Controls which log messages are emitted. Sayiir uses the standard tracing_subscriber::EnvFilter filter syntax.

Terminal window
# Set the global log level
RUST_LOG=info # Default — show info, warn, and error
RUST_LOG=debug # Verbose — includes task claim details, snapshot saves
RUST_LOG=warn # Quiet — only warnings and errors
RUST_LOG=error # Minimal — only errors
RUST_LOG=off # Silent — no logs at all

You can also set levels per module to fine-tune output:

Terminal window
# Silence Sayiir internals, keep your app logs
RUST_LOG=info,sayiir_runtime=off,sayiir_postgres=off
# Debug only the database layer
RUST_LOG=warn,sayiir_postgres=debug
# Debug only the worker/runtime layer
RUST_LOG=warn,sayiir_runtime=debug
# Show everything from Sayiir, silence dependencies
RUST_LOG=warn,sayiir_runtime=trace,sayiir_postgres=trace,sayiir_persistence=trace

OTEL_EXPORTER_OTLP_ENDPOINT — OpenTelemetry Endpoint

Section titled “OTEL_EXPORTER_OTLP_ENDPOINT — OpenTelemetry Endpoint”

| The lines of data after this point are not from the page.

PR #40, opened 2024-12-08
Upgrade dependencies/python supported

bdewilde:
## changes

- adds support for PY3.12 in package metadata and CI
- adds/removes/bumps some core package dependencies
- bumps package version, from v0.1.0 to v0.2.0.dev1

## context

Upgraded certain packages to take advantage of newer functionality. Bumped version so semantic versioning and development becomes standard practice for this package. Added PY3.12 since Databricks runtime v16.0 runs it.

## questions

- Any concerns about dropping deps on `textwrap3` and `pillow`? I didn't see them used anywhere...


vishpillai123 (approved):
Looks like a simple/standard upgrade for dependencies. No concerns about pillow or textwrap, I don't see that we're using either anywhere.

PR #41, opened 2024-12-08
[pdp] Extend modeling functionality

bdewilde:
## changes

adds functions (and unit tests) for common modeling-adjacent tasks: splitting datasets into exclusive subsets, and computing sample weights to deal with class imbalance

## context

I've had to do this stuff "custom" for more than one school, but it's the same logic, so should be in the shared lib code.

When set, Sayiir exports traces via gRPC to the specified OTLP endpoint. When unset, only console logging is active (no OTel overhead).

Terminal window
# Local Jaeger (default OTLP gRPC port)
OTEL_EXPORTER_OTLP_ENDPOINT=http://localhost:4317
# Grafana Tempo
OTEL_EXPORTER_OTLP_ENDPOINT=http://tempo.monitoring:4317
# Datadog Agent
OTEL_EXPORTER_OTLP_ENDPOINT=http://localhost:4317

Identifies your service in the tracing backend. Defaults to sayiir-py (Python) or sayiir-node (Node.js) if not set.

Terminal window
OTEL_SERVICE_NAME=order-service
OTEL_SERVICE_NAME=payment-worker

Sayiir instruments every significant operation with structured spans and fields:

Every database call is wrapped in a span with db.system = "postgresql":

Span NameDescription
db.save_snapshotPersist workflow checkpoint
db.load_snapshotLoad workflow state
db.save_task_resultSave completed task output
db.claim_taskAcquire task claim
db.release_task_claimRelease task claim
db.find_available_tasksPoll for available work
db.store_signalStore cancel/pause signal
db.check_and_cancelCheck for cancellation
db.check_and_pauseCheck for pause request
Span NameDescription
workflowFull workflow execution
taskIndividual task execution with heartbeat
settle_resultPost-task result handling (retry/save/advance)
forkParallel branch execution
loopLoop iteration
lifecycle.prepare_runInitialize new workflow
lifecycle.prepare_resumeResume from checkpoint
lifecycle.finalizeFinalize workflow (complete/fail/cancel)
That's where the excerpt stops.